#### Provided data

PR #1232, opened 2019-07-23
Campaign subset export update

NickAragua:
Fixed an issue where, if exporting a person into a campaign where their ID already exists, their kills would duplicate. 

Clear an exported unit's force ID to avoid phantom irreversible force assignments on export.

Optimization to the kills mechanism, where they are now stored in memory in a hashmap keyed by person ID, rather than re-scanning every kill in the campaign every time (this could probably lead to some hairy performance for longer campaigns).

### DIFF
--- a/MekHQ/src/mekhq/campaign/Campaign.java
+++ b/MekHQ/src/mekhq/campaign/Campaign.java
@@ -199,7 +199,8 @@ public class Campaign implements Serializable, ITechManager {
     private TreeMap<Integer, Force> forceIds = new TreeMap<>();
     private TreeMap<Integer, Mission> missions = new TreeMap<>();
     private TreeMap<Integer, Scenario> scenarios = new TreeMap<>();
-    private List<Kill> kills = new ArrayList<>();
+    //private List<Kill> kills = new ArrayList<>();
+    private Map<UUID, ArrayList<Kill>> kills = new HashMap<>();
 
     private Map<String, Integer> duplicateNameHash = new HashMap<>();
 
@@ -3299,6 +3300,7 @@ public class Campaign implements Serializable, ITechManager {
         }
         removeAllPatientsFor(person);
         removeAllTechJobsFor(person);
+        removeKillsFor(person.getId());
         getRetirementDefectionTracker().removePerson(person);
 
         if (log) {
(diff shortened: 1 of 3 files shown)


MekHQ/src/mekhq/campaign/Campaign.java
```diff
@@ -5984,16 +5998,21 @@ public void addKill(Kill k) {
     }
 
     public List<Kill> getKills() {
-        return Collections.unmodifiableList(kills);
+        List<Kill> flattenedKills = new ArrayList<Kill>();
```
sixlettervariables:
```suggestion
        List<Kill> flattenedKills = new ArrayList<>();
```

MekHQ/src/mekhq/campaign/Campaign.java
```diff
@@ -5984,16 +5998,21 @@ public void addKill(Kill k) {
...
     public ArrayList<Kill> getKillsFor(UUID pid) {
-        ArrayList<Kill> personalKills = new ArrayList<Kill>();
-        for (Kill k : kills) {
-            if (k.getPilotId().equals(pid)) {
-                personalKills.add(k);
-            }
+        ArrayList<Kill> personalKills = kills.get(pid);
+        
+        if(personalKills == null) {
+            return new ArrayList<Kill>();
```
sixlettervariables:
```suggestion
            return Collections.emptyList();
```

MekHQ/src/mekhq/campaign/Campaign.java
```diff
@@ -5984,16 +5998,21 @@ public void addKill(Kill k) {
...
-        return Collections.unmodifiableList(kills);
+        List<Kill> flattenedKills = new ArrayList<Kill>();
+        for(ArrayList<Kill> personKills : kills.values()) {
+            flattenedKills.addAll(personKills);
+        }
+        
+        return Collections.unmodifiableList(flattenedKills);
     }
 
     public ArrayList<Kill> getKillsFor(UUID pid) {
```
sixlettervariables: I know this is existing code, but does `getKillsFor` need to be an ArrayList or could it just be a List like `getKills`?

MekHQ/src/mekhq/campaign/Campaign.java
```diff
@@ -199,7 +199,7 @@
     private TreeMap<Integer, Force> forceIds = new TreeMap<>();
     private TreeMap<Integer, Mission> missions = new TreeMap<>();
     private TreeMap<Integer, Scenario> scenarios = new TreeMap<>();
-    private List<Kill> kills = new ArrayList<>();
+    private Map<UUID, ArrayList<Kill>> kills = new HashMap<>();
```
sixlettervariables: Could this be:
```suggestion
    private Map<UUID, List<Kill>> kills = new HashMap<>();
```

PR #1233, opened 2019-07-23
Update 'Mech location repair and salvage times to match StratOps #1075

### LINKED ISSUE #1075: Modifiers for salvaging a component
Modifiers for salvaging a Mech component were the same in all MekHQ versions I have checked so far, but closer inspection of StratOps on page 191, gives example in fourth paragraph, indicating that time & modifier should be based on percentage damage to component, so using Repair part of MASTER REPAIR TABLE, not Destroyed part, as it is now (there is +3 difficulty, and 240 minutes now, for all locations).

########

Scan the records above. Return every line with "implements" in it.

◆ **Solution for this problem**:
@@ -199,7 +199,8 @@ public class Campaign implements Serializable, ITechManager {
@@ -3299,6 +3300,7 @@ public class Campaign implements Serializable, ITechManager {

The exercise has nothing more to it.